While there are many credible websites filled with a plethora of information on PF, the most informative and helpful pieces of information for me, as a patient living with IPF, have always come through connecting with other patients. That’s why I am excited to be a blog contributor for the IPF Foundation. It is my sincere hope that sharing some experiences of my life with IPF as a young adult will help others navigate this life-threatening lung disease.
While the blog topics will widely vary, I’d be open to hearing from you about helpful topics for you or your loved one affected by IPF. Please feel free to connect with us on social media, including the IPF Foundation Facebook page or right here on the website.
For those in the PF or IPF communities, my name may be familiar to you as I also write a column for Pulmonary Fibrosis News. I plan on continuing this role, and also look forward to helping others further understand the type of pulmonary fibrosis I have, which is “idiopathic”. The disease progression and treatment of IPF can differ from other types of fibrotic lung diseases, and the IPF Foundation is committed to advocating and fundraising for the most promising research to accelerate cures and end IPF. In my opinion, the many different fibrotic lung diseases are still widely misunderstood by the general population and the more information we have, the better to help generate earlier diagnosis’, accelerate treatment options, and fund research. A large component of achieving these goals comes from the willingness of patients to share their stories, so I am honored to be involved with these two organizations doing brilliant work on behalf of all of us.
For my first blog post, and in an effort for new readers to get to know me, I thought I’d begin by dispelling the myth that IPF affects patients only in a physical way.
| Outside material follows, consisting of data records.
PR #654, opened 2020-06-29
[Refactor] Particle variables and functions handling

### LINKED ISSUE #637: Refactor particle to handle different types

kks32:
**Describe the PR**
This is an alternative implementation of particle refactor. 

After some more consideration, I am wondering about the possibility to derive particle types, but only keep the common particle functions within the class, and merge all independent/specialized functions to be outside the class. This will help to initialize the classes with the right types, and also in MPI transfer, as the type is known. We derived data of individual Particle types but keep specialized particle functions separately. Maybe the particle functions may have to stay in the same namespace.

**Related Issues/PRs**
#637 and #650 

**Additional context**
Specialized functions will be still separate.

Following are the run-times for 3D hydrostatic column 10k steps on Stampede2

| Branch                   | TACC runtime (s) |
|--------------------------|-------------------|
| develop                  | 742.6            |
| prop map + free fn | 1280             |
| vector + free fn map       | 865             |
| flatmap + free fn       | 972            |


include/node.tcc
```diff
@@ -46,28 +81,63 @@ void mpm::Node<Tdim, Tdof, Tnphases>::initialise_property_handle(
...
+//! Update vector property at the nodes from particle
+template <unsigned Tdim, unsigned Tdof, unsigned Tnphases>
+void mpm::Node<Tdim, Tdof, Tnphases>::update_vector_property(
+    mpm::properties::Vector property, bool update, unsigned phase,
+    const Eigen::Matrix<double, Tdim, 1>& value) noexcept {
   // Decide to update or assign
   const double factor = (update == true) ? 1. : 0.;
 
-  // Update/assign volume
+  // Update/assign mass
```
kks32:
```suggestion
  // Update/assign value
```

include/node.tcc
```diff
@@ -108,47 +178,26 @@ template <unsigned Tdim, unsigned Tdof, unsigned Tnphases>
 void mpm::Node<Tdim, Tdof, Tnphases>::update_external_force(
     bool update, unsigned phase,
     const Eigen::Matrix<double, Tdim, 1>& force) noexcept {
-  // Assert
-  assert(phase < Tnphases);
```
kks32, line 114: Should we move this check to `update_vector_property`

include/particles/particle.h
```diff
@@ -307,12 +309,12 @@ class Particle : public ParticleBase<Tdim> {
   using ParticleBase<Tdim>::state_variables_;
   //! Neighbour particles
   using ParticleBase<Tdim>::neighbours_;
-  //! Volumetric mass density (mass / volume)
-  double mass_density_{0.};
-  //! Mass
-  double mass_{0.};
-  //! Volume
-  double volume_{0.};
```
kks32, line 337: I thought we were going to keep volume inside particle, no?

bodhinandach: I thought there might be a chance to have `liquid_volume` too in the future, so thinking to have them inside `properties`.

tests/particle_test.cc
```diff
@@ -145,10 +145,23 @@ TEST_CASE("Particle is checked for 1D case", "[particle][1D]") {
         std::make_shared<mpm::Particle<Dim>>(id, coords);
 
     // Check mass
-    REQUIRE(particle->mass() == Approx(0.0).epsilon(Tolerance));
-    double mass = 100.5;
+    REQUIRE(particle->mass() == Approx(0.).epsilon(Tolerance));
+    double mass = 201.0;
```
ezrayst: Any thoughts why change the value of the test?

bodhinandach: That's just to check the return and assign values to mass, no different. I will revert to minimize the change. Thanks for pointing that out.

tests/particle_test.cc
```diff
@@ -678,8 +711,6 @@ TEST_CASE("Particle is checked for 2D case", "[particle][2D]") {
     // TODO Assert: REQUIRE_NOTHROW(particle->compute_updated_position(dt,
     // true)); Compute volume
     // TODO Assert: REQUIRE(particle->compute_volume() == false);
-    // Update volume should fail
-    // TODO Assert: REQUIRE(particle->update_volume() == false);
```
ezrayst, line 682: Why is this deleted?

tests/particle_test.cc
```diff
@@ -737,13 +765,16 @@ TEST_CASE("Particle is checked for 2D case", "[particle][2D]") {
     REQUIRE_NOTHROW(particle->compute_volume());
 
     // Compute mass
-    REQUIRE_NOTHROW(particle->compute_mass());
+    REQUIRE_NOTHROW(mpm::particle::compute_mass<Dim>(particle));
```
ezrayst, line 775: There is no `try` in `compute_mass` actually. Should we still require this?

tests/particle_test.cc
```diff
@@ -737,13 +765,16 @@ TEST_CASE("Particle is checked for 2D case", "[particle][2D]") {
...
     // Mass
     REQUIRE(particle->mass() == Approx(1000.).epsilon(Tolerance));
+    // Compute mass function
+    REQUIRE_NOTHROW(mpm::particle::compute_mass(particle));
```
ezrayst, line 772: Same as above

tests/particle_test.cc
ezrayst: Sorry, there are `try` within the functions in this function. If any would `throw`, it would be caught here right?

tests/particle_test.cc
```diff
@@ -1223,10 +1253,23 @@ TEST_CASE("Particle is checked for 2D case", "[particle][2D]") {
         std::make_shared<mpm::Particle<Dim>>(id, coords);
 
     // Check mass
-    REQUIRE(particle->mass() == Approx(0.0).epsilon(Tolerance));
-    double mass = 100.5;
+    REQUIRE(particle->mass() == Approx(0.).epsilon(Tolerance));
+    double mass = 201.0;
```
ezrayst: Same as the other one, but it's really up to you, I thought there are more fundamental reasons to change

tests/particle_test.cc
bodhinandach: That's commented test. Tbh, there are many of them found all related to assert. I would prefer to clean them up. What do you think @kks32?

kks32: I think catch has a `REQUIRE_THROW` with a specific exception, we could test against those

bodhinandach:
Dear all, I think this refactoring branch is ready for review. Could you all please some time to take a look at it? We can discuss it for sure in the following developer meeting. Here are some notes to ease the checking process:
- The main changes are located mainly in `particle` and `node` class with the addition of `mpm_properties` and `particle_functions`. 
- Some functions in `particle` are moved out to `particle_functions`.
- Assign (or update) and return variables in nodes and particles are kept as before.
- In particle, tensorial properties are still kept as before, we will refactor these in another PR, if necessary.
- After a discussion with @thiagordonho, the contact functions in particle class are still kept as it is in this PR. We need to refactor how nodal_properties are stored and hopefully coming with similar approach to this. This will also be in a separate PR.
- Please refer to issue #637 for further details. 

As this change is breaking for all the development, could you please test it to run some of your simulations and let us know if you encounter any issue. Many many thanks in advance for the help. Any comments and questions are appreciated.

tests/particle_test.cc
bodhinandach: yes

tests/particle_test.cc
bodhinandach: @kks32 Should I revert the deleted comment and change to `REQUIRE_THROW`? Even though it is not tested here, I think it has been called in some other part of the test with `REQUIRE_NOTHROW`.

.circleci/config.yml
```diff
@@ -127,7 +127,7 @@ workflows:
     version: 2
     build:
         jobs:
-            - gcc
+            - benchmarks
```
bodhinandach: A small reminder to revert this back before merging.

tianchiTJ:
Why `initialise_particle(const HDF5Particle& particle, const std::shared_ptr<Material<Tdim>>& material)` is defined as virtual function in `particle.h`?

bodhinandach:
> Why `initialise_particle(const HDF5Particle& particle, const std::shared_ptr<Material<Tdim>>& material)` is defined as virtual function in `particle.h`?

Good point. I will remove it, we should either use `virtual` or `override`, but not both in one go.

tianchiTJ:
> > Why `initialise_particle(const HDF5Particle& particle, const std::shared_ptr<Material<Tdim>>& material)` is defined as virtual function in `particle.h`?
> 
> Good point. I will remove it, we should either use `virtual` or `override`, but not both in one go.

This one also exists in the `develop` branch

bodhinandach:
@tianchiTJ the most recent commit should fix, thanks

include/particles/particle.h
```diff
@@ -117,26 +120,17 @@ class Particle : public ParticleBase<Tdim> {
   bool assign_volume(double volume) override;
 
   //! Return volume
-  double volume() const override { return volume_; }
+  double volume() const override {
+    return this->scalar_property(mpm::properties::Scalar::Volume);
+  }
```
tianchiTJ, line 127: The current version define all simple return value functions in the derive class. How can I define such function for two phase? Such as `liquid_mass()` `porosity()` `liquid_material()`

bodhinandach: If it is inside your `twophase_particle`, you can create a private function to ease the calling process, for instance:
```
private:
double pore_pressure() const {
    return this->scalar_property(mpm::properties::Scalar::PorePressure);
}
```
However, to call it from the `twophase_particle_functions`, testings, or outside files, you can use:
```
particle->scalar_property(mpm::properties::Scalar::PorePressure);
```

jgiven100:
I'm getting matching outputs running a PEA simulation on `develop` and `refactor/particles` 👍

include/particles/particle.h
tianchiTJ: Yes, I need it in the `twophase_particle_functions`. I can do this way, but it will be not identical to the single phase format.

bodhinandach: I understand. That should be ok.

bodhinandach: If you use the variable multiple times, maybe you want to define it in the beginning of the function, such that:
`const auto pore_pressure = particle->scalar_property(mpm::properties::Scalar::PorePressure);`
and you can use it multiple times.

tianchiTJ: This also means a particle pointer should be set as an argument of the functions.

bodhinandach: Yes, you are right, the same as other functions in `particle_functions`.

include/particles/particle.h
```diff
@@ -329,18 +334,12 @@ class Particle : public ParticleBase<Tdim> {
...
-  //! Velocity
-  Eigen::Matrix<double, Tdim, 1> velocity_;
-  //! Displacement
-  Eigen::Matrix<double, Tdim, 1> displacement_;
   //! Particle velocity constraints
   std::map<unsigned, double> particle_velocity_constraints_;
   //! Set traction
   bool set_traction_{false};
   //! Surface Traction (given as a stress; force/area)
   Eigen::Matrix<double, Tdim, 1> traction_;
```
tianchiTJ, line 364: Why not put the `traction_` into the `vector_properties_`?

include/particles/particle_functions.tcc
```diff
@@ -0,0 +1,121 @@
...
+void compute_mass(std::shared_ptr<mpm::ParticleBase<Tdim>> particle) noexcept {
+  // Check if particle volume is set and material ptr is valid
+  assert(particle->volume() != std::numeric_limits<double>::max() &&
+         particle->material() != nullptr);
+
+  // Mass = volume of particle * mass_density
+  particle->update_scalar_property(
+      mpm::properties::Scalar::MassDensity, false,
+      particle->material()->template property<double>(std::string("density")));
+
```
tianchiTJ, line 16: Could we move this assign density function into the `assign_material`? Because for the twophase, there is no pointer for the `liquid_material` in the `twophase_particle_functions.tcc`

include/particles/particle_functions.tcc
```diff
@@ -0,0 +1,121 @@
...
+//! Map particle mass and momentum to nodes
+template <unsigned Tdim>
+void map_mass_momentum_to_nodes(
+    std::shared_ptr<mpm::ParticleBase<Tdim>> particle) noexcept {
+  // Check if particle mass is set
+  assert(particle->mass() != std::numeric_limits<double>::max());
+
+  // Map mass and momentum to nodes
+  particle->map_scalar_property_nodes(mpm::properties::Scalar::Mass, true,
+                                      mpm::ParticlePhase::Solid);
```
tianchiTJ: I think the `map_scalar_property_nodes` has a problem to be used for two phase. The liquid mass is called `LiquidMass` in the particle properties, but `Mass` at liquid_phase in the node properties. That's conflict.

bodhinandach: Use the overload function with input value as your `LiquidMass`
https://github.com/cb-geo/mpm/blob/164491fd7f5c7ef09536405aeb2ae0d5fd8947ea/include/particles/particle_base.tcc#L50-L53

include/node.h
```diff
@@ -65,6 +65,33 @@ class Node : public NodeBase<Tdim> {
...
 
+  //! Update scalar property at the nodes
+  //! \param[in] property Name of the property to update
+  //! \param[in] update A boolean to update (true) or assign (false)
+  //! \param[in] phase Index corresponding to the phase
+  //! \param[in] value Property value from the particles in a cell
+  void update_scalar_property(mpm::properties::Scalar property, bool update,
+                              unsigned phase, double value) noexcept override;
+
+  //! Return property at a given node for a given phase
```
thiagordonho, line 76: `//! \param[in] property Name of the property to return`

include/node_base.h
```diff
@@ -70,6 +72,34 @@ class NodeBase {
...
+  //! Update vector property at the nodes
+  //! \param[in] property Name of the property to update
+  //! \param[in] update A boolean to update (true) or assign (false)
+  //! \param[in] phase Index corresponding to the phase
+  //! \param[in] value Property value from the particles in a cell
+  virtual void update_vector_property(
+      mpm::properties::Vector property, bool update, unsigned phase,
+      const Eigen::Matrix<double, Tdim, 1>& value) noexcept = 0;
+
+  //! Return property at a given node for a given phase
```
thiagordonho, line 111:
```suggestion
  //! Return property at a given node for a given phase
  //! \param[in] property Name of the property to return
```

include/node_base.h
```diff
@@ -70,6 +72,34 @@ class NodeBase {
...
+  //! Update scalar property at the nodes
+  //! \param[in] property Name of the property to update
+  //! \param[in] update A boolean to update (true) or assign (false)
+  //! \param[in] phase Index corresponding to the phase
+  //! \param[in] value Property value from the particles in a cell
+  virtual void update_scalar_property(mpm::properties::Scalar property,
+                                      bool update, unsigned phase,
+                                      double value) noexcept = 0;
+
+  //! Return property at a given node for a given phase
```
thiagordonho, line 95:
```suggestion
  //! Return property at a given node for a given phase
  //! \param[in] property Name of the property to return
```

include/node.h
```diff
@@ -65,6 +65,33 @@ class Node : public NodeBase<Tdim> {
...
+  //! Update vector property at the nodes
+  //! \param[in] property Name of the property to update
+  //! \param[in] update A boolean to update (true) or assign (false)
+  //! \param[in] phase Index corresponding to the phase
+  //! \param[in] value Property value from the particles in a cell
+  virtual void update_vector_property(
+      mpm::properties::Vector property, bool update, unsigned phase,
+      const Eigen::Matrix<double, Tdim, 1>& value) noexcept override;
+
+  //! Return property at a given node for a given phase
```
thiagordonho, line 104:
```suggestion
  //! Return property at a given node for a given phase
  //! \param[in] property Name of the property to return
```

include/node.h
thiagordonho, line 88:
```suggestion
  //! Return property at a given node for a given phase
  //! \param[in] property Name of the property to return
```

include/node.tcc
```diff
@@ -108,71 +192,61 @@ template <unsigned Tdim, unsigned Tdof, unsigned Tnphases>
...
+template <unsigned Tdim, unsigned Tdof, unsigned Tnphases>
+void mpm::Node<Tdim, Tdof, Tnphases>::compute_pressure() {
   const double tolerance = 1.E-16;
-  // Compute pressure from mass*pressure
-  if (mass_(phase) > tolerance) {
-    std::lock_guard<std::mutex> guard(node_mutex_);
-    pressure_(phase) += mass_pressure / mass_(phase);
+  for (unsigned phase = 0; phase < Tnphases; ++phase) {
+    if (this->mass(phase) > tolerance) {
+      scalar_properties_.at(mpm::properties::Scalar::Pressure)(phase) =
```
kks32, line 268: Don't we have pressure as a state variable?

bodhinandach: Yes, that's on `particle`, but on `node` we store it as `mpm::properties`.

thiagordonho (dismissed):

include/particles/particle_functions.tcc
bodhinandach: Thanks, I will address it in a future PR.

include/particles/particle.h
bodhinandach: As discussed, BC will also be in a future PR.

tianchiTJ (commented):
How could I call the two phase variable, such as `liquid_material` in the `twophase_particle_functions.tcc`, which is neither a scalar nor a vector?

tianchiTJ (dismissed):
Problem with `liquid_material` will be addressed in a follow up PR @bodhinandach

bodhinandach (dismissed):

ezrayst:
Anyways, how is the performance of using ordered map on different scalar and vector properties? Any comparison done yet?

kks32:
The 3D benchmarks of hydrostatic column shows this branch is about 1.5 - 2x slower. 

develop: 615931 ms
refactor-particles: 980017 ms

TACC develop: 742655 ms
TACC refactor-particles: 1280757 ms

kks32:
> Anyways, how is the performance of using ordered map on different scalar and vector properties? Any comparison done yet?

We have to look at that now separately to see if that gives us any benefit.

bodhinandach:
@kks32 I created a partially revert branch `refactor/particles_2` to move back the functions in `particle_functions.tcc` back to `particles`. Just want to see whether the slowdown is caused by restructuring the properties or moving the function out to a separate file with passing pointer argument. I am re-running the same 3D hydrostatic benchmark locally.

kks32:
Looks like the map function is the reason

| Branch                   | Local runtime (s) | TACC runtime (s) |
|--------------------------|-------------------|------------------|
| develop                  | 615.9             | 742.6            |
| particle (prop map + free fn) | 980               | 1280             |
| particle2 (only prop map)     | 872.9             | 1250             |

kks32:
image
Definitely the map lookup is the reason for the slowness

bodhinandach:
@kks32 Thanks for checking! I was worried about this before. Any thoughts on changing the data structure?

kks32:
I'm trying out a few different data structures, I'll let you know once I have the results.

kks32:
I tried a few different structures:


| Branch                   | TACC runtime (s) |
|--------------------------|-------------------|
| develop                  | 742.6            |
| prop map + free fn | 1280             |
| only prop map       | 1250             |
| only robin map       | 1012            |
| only vector       | 850             |

The vector implementation seems close to develop. Let me try vector implementation with free functions

kks32:
> I tried a few different structures:
> Branch 	TACC runtime (s)
> develop 	742.6
> prop map + free fn 	1280
> only prop map 	1250
> only robin map 	1012
> only vector 	850
> 
> The vector implementation seems close to develop. Let me try vector implementation with free functions

Vector with free functions is 865s.

bodhinandach:
Thanks @kks32, that makes it 1.16 times slower than the original. Are you checking the OpenMP/MPI performance as well? 
As the current refactor is created purposely for fluid and two-phase implementation, do you want me to check the vector one with the navier-stokes branch too?

kks32:
Vector implementation profiling

profile

include/particles/particle.tcc
```diff
@@ -224,20 +230,29 @@ mpm::HDF5Particle mpm::Particle<Tdim>::hdf5() const {
...
-  velocity_.setZero();
-  volume_ = std::numeric_limits<double>::max();
   volumetric_strain_centroid_ = 0.;
 
+  // Initialize scalar properties
+  scalar_properties_.resize(3);
+  scalar_properties_.at(mpm::properties::Scalar::Mass) = 0.;
+  scalar_properties_.at(mpm::properties::Scalar::MassDensity) = 0.;
+  scalar_properties_.at(mpm::properties::Scalar::Volume) =
+      std::numeric_limits<double>::max();
```
bodhinandach: @kks32 I think this could be a problem. Currently, in `mpm_properties`, `Mass`, `Volume`, and `MassDensity` are defined with index 0, 1, and 2, which is safe for this case. But this will be an error if we want to add another variable which enum associated index is larger than the `size` that you specified in `scalar_properties_.resize(size);`. It will be a memory access error.

include/particles/particle.tcc
```diff
@@ -224,20 +230,29 @@ mpm::HDF5Particle mpm::Particle<Tdim>::hdf5() const {
...
+
+  // Initialize vector properties
+  vector_properties_.resize(2);
+  vector_properties_.at(mpm::properties::Vector::Displacement) =
+      VectorDim::Zero();
+  vector_properties_.at(mpm::properties::Vector::Velocity) = VectorDim::Zero();
```
bodhinandach: The same here with `Displacement` and `Velocity`...

bodhinandach (changes requested):

include/node.tcc
```diff
@@ -17,23 +17,80 @@ mpm::Node<Tdim, Tdof, Tnphases>::Node(
...
+      Eigen::Matrix<double, 1, Tnphases>::Zero();
+  scalar_properties_.at(mpm::properties::Scalar::MassPressure) =
+      Eigen::Matrix<double, 1, Tnphases>::Zero();
+  scalar_properties_.at(mpm::properties::Scalar::Pressure) =
+      Eigen::Matrix<double, 1, Tnphases>::Zero();
+
+  // Initialise nodal vector properties
+  vector_properties_.resize(6);
+  vector_properties_.at(mpm::properties::Vector::Displacement) =
+      Eigen::Matrix<double, Tdim, Tnphases>::Zero();
```
bodhinandach: `Displacement` is not needed in node, but I know why we need to append it here to avoid access error. Does that means for every variable added in `mpm_properties`, we need to arrange and allocate all other particles? I don't think that's efficient storage-wise.

kks32:
Profiling of develop

image

kks32:
The problem with vector is like you said, we may have to fill everything otherwise we have an access issue.

kks32:
Profiling for robin hasmap

image

kks32:
| Branch                   | TACC runtime (s) |
|--------------------------|-------------------|
| develop                  | 742.6            |
| prop map + free fn | 1280             |
| vector + free fn map       | 865             |
| AssocVec + free fn       | 972            |

Profiling of develop
image

Profiling of robinhashmap
image

Profiling of vector
image

Profiling of AssocVector
image

kks32:
Profiling of AssocVector

image

kks32:
After considering the speed-ups and different approaches, the use of scalar and vector properties still is 30% slower than using private variables. The advantage of scalar/vector properties is we'll have fewer functions and less repetition of code. On the other hand, defining private variables and deriving particle classes has more function definitions and repeating code, but is faster. I'd like to propose a vote, use emojis to vote between different options, please use comments below if you like to elaborate on your thoughts. @bodhinandach @tianchiTJ @thiagordonho @cw646 @ezrayst @jgiven100 @WeijianLIANG

1. Use derived particle types with private variables (:rocket:)
2. Solid particles will remain as is, while we add scalar and vector properties to derived particle types (:smile:) PR #673 
3. Cleaner but slower design with free functions and scalar/vector properties for all particle types (:heart:) PR #654
4. Go back to the drawing board (:eyes:)

WeijianLiang:
Thanks Krishna, I would prefer the use of scalar and vector properties which has a more clear structure.

kks32:
@WeijianLIANG is that option 2 or 3? Could you please vote with a reaction emoji :smile:  for option 2 and :heart:  for option 3. Thanks!

bodhinandach:
@kks32 I am voting for 3 in the long term as we found other methods to improve the speed, but as for now, I think option 2 is the best.

yliang-sn:
> After considering the speed-ups and different approaches, the use of scalar and vector properties still is 30% slower than using private variables. The advantage of scalar/vector properties is we'll have fewer functions and less repetition of code. On the other hand, defining private variables and deriving particle classes has more function definitions and repeating code, but is faster. I'd like to propose a vote, use emojis to vote between different options, please use comments below if you like to elaborate on your thoughts. @bodhinandach @tianchiTJ @thiagordonho @cw646 @ezrayst @jgiven100 @WeijianLIANG
> 
> 1. Use derived particle types with private variables (🚀)
> 2. Solid particles will remain as is, while we add scalar and vector properties to derived particle types (😄)
> 3. Cleaner but slower design with free functions and scalar/vector properties for all particle types (❤️)
> 4. Go back to the drawing board (👀)

For 2, are we just dealing with the scalar and vector properties to the derived particle types? If we have other types of quantities, do we still use the private variables?

kks32:
@yliang-sn everything will be held within scalar/vector/tensor/boolean

yliang-sn:
> @yliang-sn everything will be held within scalar/vector/tensor/boolean

Can I vote, too? If the private variables have the best efficiency, I prefer to 1. The structure is also clear enough to be read and extended. However, 2 is also fine for me.

kks32:
@yliang-sn yes, I couldn't find your handle, please vote.

kks32:
@thiagordonho @tianchiTJ @cw646 @WeijianLIANG could you please use emoji reactions to vote on this comment please: https://github.com/cb-geo/mpm/pull/654#issuecomment-662429917

ezrayst:
Both @kks32 and @bodhinandach have been working hard on this issue so appreciate your work. I think it has been about 2 months now. 

However, I feel that we need a unanimous decision on this refactor, or at least a 2/3 decision. The reason being is I don't want us to be in this position within 6 months where we are thinking to refactor again. I think the timeline on this issue has shown that this is a lot of work and everyone's progress is halted. *Personally, if we are not even sure on (2) or (3), or anyone still has reservation on them, wouldn't it better to keep it as is (1)?* Yes, `particle_base` will be messy because of the many functions from `two_phase` particles, but at least we get the speedup. Yes we might need to refactor in the future, but isn't that the assumption that we will refactor again? Lastly, if you are sure for (2), might as well go for (3) so we don't come back to it again later. So my vote will be (3) now!

WeijianLiang:
@kks32  Thanks, I also vote for (2)

bodhinandach:
After considering @ezrayst comment, I changed my vote to option (3). I know that the code will be slower, but the code is structurally way better and tidier. Also, if currently by moving to (3) causing us to be 30% slower than develop, I think we should rethink any other way to improve the speed. For instance, PR #677 has already improved the speed by 4% (thanks to @kks32). I think we can regain the current performance in short time by improving efficiency in other parts.

yliang-sn:
After talking with Ezra and Nanda, I think i will change to vote for 3 if we can improve the efficiency in other aspects.

kks32:
Other containers like Abseil, folly, vector of vectors, static_vector, and small_vector implementations all gave slower or almost identical performance as the flat_map. Due to the 30% reduction in performance we are closing this issue. https://trello.com/c/fGF3MrKg/110-plan-for-next-week-notes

Understandably, this is the most well known way someone could assume a lung disease could affect a patient. That said, there are so many more ways this disease impacts us. I will elaborate on each of these in future blogs as I continue to write for the IPF Foundation, but for now, I want to talk briefly about the different ways this disease has changed my life.
- Financially: Much of my identity as a young adult was wrapped up in a career that I loved and was good at. Not only did my career help me feel accomplished in helping others—which has always been something I strive for—it’s also given me financially security. Having completed two post-secondary degrees, I was well on my way to paying off student debt when IPF crept into my life three years ago. As a result of my lung disease, I’ve had to reduce my hours at work and establish special accommodations to ensure I am safe, comfortable, and effective in my work. IPF has changed my feeling of financial security; always threatening my ability to earn an income if it flares up, requiring me to be off work for an extended period of time.
- Socially: No one wants to hear that their family member, friend, or loved one has a life-threatening lung disease. Sometimes when that information is revealed, it can be too much for someone to cope with and they begin to stray away. Sadly, this has happened with some of my friendships. But the exact opposite has happened as well—friends have stepped in at intensely close levels, wanting to care-give and be involved in every aspect of this disease progression. While this latter aspect is appreciated, it is not sustainable, and I’ve had friends burnout from this role and our relationship has never been the same.
- Mentally: My ability to remember the fine details of a task, or problem-solve without frustration has been drastically affected by IPF. I can only attribute this to the brain-fog many patients experience as a result of being chronically under-oxygenated. It could also be as a result of the medications I am on to help manage this disease. Regardless of the reason, both my mental problem-solving abilities and my memory have been changed as a result of IPF.
- Emotionally: I pride myself on being able to cope fairly well with my disease, but sometimes it becomes unbearable and all my coping skills are lost. In these moments, I feel so far from normal that I withdraw from my environment and just cry for days. Thankfully, I know the importance of seeking professional help for the emotionally tough days, and I would encourage everyone to do the same.
This is just a quick glimpse into my life and the way IPF has affected me—beyond the presumed physical implications of a lung disease. I look forward to continuing to share more of my story with you as a blogger for the IPF Foundation.